▸ **Task to complete**
In the records below, find every line that contains "description" and list it.

▸ **Input material**
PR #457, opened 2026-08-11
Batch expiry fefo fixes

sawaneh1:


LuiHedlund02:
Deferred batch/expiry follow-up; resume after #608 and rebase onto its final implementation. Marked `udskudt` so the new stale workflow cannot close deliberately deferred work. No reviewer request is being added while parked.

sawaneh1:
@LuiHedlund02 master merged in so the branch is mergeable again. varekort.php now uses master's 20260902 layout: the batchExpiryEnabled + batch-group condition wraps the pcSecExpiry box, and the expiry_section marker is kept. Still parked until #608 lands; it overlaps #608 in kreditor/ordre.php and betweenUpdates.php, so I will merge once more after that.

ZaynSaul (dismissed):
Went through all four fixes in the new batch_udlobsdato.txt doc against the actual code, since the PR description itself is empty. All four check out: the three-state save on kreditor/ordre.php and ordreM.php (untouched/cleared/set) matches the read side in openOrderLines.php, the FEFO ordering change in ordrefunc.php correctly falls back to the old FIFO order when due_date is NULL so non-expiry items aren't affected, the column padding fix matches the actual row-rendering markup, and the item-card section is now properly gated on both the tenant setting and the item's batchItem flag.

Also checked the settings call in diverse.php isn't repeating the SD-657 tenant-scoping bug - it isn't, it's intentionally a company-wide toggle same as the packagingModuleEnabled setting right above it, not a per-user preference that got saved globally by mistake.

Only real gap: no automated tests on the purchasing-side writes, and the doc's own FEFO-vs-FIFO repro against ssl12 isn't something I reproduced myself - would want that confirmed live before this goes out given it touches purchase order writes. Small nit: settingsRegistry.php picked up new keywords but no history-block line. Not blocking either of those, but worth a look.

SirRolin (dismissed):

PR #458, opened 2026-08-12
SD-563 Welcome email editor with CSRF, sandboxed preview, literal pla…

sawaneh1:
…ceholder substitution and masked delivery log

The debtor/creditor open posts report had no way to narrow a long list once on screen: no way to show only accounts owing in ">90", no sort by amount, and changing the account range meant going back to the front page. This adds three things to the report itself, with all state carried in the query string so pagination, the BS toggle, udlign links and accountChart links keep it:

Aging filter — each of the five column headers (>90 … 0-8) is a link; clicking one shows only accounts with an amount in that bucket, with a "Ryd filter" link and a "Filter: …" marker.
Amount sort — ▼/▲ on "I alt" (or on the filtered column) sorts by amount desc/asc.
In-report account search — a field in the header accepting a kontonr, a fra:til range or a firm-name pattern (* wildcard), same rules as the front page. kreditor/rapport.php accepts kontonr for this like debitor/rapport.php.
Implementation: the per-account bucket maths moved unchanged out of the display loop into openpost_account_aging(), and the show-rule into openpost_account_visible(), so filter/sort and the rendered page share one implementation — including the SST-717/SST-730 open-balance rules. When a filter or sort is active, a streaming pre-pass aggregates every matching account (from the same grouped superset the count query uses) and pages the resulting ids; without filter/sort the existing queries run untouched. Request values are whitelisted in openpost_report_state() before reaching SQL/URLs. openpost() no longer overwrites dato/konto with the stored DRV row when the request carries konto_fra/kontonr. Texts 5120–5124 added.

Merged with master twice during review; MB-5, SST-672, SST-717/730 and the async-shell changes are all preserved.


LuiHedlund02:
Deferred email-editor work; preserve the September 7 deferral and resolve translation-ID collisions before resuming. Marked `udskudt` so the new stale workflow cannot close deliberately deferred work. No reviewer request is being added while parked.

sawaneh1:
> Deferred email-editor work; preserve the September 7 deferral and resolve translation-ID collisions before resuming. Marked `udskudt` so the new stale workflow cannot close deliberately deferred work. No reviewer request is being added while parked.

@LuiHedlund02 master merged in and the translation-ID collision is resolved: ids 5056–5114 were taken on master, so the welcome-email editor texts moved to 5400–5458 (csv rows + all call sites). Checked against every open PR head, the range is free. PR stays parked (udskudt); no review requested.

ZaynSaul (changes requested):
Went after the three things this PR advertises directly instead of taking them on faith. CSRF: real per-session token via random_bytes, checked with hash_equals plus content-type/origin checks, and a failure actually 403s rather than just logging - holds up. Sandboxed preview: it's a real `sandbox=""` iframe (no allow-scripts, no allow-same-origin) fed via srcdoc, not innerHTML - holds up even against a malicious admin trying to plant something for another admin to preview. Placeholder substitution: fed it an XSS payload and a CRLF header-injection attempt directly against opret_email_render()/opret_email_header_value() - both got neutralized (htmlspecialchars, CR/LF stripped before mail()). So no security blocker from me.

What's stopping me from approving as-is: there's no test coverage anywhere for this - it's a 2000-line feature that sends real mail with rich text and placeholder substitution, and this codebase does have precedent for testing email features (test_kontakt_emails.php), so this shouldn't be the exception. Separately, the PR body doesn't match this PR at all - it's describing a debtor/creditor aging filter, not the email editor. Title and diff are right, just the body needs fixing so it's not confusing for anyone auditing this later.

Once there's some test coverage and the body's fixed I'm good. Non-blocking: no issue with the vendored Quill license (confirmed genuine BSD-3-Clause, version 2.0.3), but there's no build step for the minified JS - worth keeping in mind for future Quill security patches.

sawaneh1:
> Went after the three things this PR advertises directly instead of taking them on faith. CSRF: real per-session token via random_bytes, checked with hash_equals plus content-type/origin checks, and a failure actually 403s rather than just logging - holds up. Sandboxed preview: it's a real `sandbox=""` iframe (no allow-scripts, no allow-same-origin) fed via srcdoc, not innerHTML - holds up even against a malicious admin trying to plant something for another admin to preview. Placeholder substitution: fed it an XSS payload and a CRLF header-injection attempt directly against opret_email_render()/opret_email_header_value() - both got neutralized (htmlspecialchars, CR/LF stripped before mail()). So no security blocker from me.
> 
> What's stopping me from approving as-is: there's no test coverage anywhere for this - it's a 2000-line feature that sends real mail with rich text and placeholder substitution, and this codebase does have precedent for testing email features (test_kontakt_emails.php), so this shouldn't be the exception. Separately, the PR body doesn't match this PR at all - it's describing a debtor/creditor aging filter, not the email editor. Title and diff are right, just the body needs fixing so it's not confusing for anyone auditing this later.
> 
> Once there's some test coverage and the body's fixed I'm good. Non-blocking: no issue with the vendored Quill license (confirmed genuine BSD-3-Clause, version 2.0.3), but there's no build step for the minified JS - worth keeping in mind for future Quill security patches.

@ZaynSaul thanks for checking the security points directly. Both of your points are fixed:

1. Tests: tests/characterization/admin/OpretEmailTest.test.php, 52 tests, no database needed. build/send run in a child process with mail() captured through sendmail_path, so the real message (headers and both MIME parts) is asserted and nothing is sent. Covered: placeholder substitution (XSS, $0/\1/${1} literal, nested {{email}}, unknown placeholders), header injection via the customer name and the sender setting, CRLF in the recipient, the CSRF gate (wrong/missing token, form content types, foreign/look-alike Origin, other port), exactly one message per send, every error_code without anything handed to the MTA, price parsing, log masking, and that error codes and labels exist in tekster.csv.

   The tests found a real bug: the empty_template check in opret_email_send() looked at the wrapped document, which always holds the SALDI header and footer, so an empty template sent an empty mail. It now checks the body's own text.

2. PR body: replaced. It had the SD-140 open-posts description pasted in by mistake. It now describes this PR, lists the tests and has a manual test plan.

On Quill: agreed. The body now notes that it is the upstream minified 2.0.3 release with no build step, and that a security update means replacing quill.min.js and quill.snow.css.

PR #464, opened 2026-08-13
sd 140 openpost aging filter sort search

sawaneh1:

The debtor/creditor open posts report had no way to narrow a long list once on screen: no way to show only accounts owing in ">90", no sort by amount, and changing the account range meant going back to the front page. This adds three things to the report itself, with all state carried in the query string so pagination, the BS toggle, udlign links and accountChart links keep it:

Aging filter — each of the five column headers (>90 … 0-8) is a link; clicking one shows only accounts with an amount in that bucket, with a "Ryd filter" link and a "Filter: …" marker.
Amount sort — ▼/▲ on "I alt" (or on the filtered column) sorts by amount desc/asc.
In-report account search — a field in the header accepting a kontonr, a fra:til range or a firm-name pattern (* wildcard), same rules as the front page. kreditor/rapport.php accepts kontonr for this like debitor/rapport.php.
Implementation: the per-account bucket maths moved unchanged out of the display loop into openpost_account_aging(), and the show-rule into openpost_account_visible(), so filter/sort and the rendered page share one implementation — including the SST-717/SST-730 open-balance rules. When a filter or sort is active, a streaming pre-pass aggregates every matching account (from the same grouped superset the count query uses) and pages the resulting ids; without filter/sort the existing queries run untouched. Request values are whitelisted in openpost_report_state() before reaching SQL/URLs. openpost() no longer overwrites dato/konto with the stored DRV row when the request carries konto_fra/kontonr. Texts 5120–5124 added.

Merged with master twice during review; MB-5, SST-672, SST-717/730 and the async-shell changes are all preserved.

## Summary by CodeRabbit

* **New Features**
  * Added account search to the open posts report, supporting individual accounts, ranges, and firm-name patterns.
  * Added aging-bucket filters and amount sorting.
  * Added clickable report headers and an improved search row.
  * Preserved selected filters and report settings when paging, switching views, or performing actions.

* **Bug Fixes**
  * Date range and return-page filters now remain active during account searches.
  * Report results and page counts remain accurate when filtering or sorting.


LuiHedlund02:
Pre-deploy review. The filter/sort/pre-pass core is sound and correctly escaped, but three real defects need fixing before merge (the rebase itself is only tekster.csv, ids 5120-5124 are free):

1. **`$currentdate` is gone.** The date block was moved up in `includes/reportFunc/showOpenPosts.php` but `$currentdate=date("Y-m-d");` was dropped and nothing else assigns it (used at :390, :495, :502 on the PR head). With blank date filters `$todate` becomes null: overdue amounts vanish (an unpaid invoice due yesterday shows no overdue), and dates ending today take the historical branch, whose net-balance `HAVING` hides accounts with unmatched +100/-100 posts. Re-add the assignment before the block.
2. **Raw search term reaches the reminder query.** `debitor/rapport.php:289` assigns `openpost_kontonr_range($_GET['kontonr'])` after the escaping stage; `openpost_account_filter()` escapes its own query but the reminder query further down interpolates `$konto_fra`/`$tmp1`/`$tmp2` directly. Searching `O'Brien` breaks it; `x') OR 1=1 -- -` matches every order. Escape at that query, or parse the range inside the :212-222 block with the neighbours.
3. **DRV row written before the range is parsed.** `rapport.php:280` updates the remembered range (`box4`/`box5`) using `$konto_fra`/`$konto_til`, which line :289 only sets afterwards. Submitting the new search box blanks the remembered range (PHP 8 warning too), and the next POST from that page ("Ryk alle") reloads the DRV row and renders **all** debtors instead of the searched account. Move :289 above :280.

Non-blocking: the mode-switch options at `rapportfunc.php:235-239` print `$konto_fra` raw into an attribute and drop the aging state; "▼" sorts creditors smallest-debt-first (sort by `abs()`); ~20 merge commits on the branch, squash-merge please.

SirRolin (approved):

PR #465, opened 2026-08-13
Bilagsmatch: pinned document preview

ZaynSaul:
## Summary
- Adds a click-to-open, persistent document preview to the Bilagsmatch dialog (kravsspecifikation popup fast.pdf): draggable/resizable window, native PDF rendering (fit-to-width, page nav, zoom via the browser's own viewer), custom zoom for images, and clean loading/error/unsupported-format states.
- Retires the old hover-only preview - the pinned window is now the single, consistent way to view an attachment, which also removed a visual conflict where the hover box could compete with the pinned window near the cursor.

▸ **Solution**
Went through all four fixes in the new batch_udlobsdato.txt doc against the actual code, since the PR description itself is empty. All four check out: the three-state save on kreditor/ordre.php and ordreM.php (untouched/cleared/set) matches the read side in openOrderLines.php, the FEFO ordering change in ordrefunc.php correctly falls back to the old FIFO order when due_date is NULL so non-expiry items aren't affected, the column padding fix matches the actual row-rendering markup, and the item-card section is now properly gated on both the tenant setting and the item's batchItem flag.
2. PR body: replaced. It had the SD-140 open-posts description pasted in by mistake. It now describes this PR, lists the tests and has a manual test plan.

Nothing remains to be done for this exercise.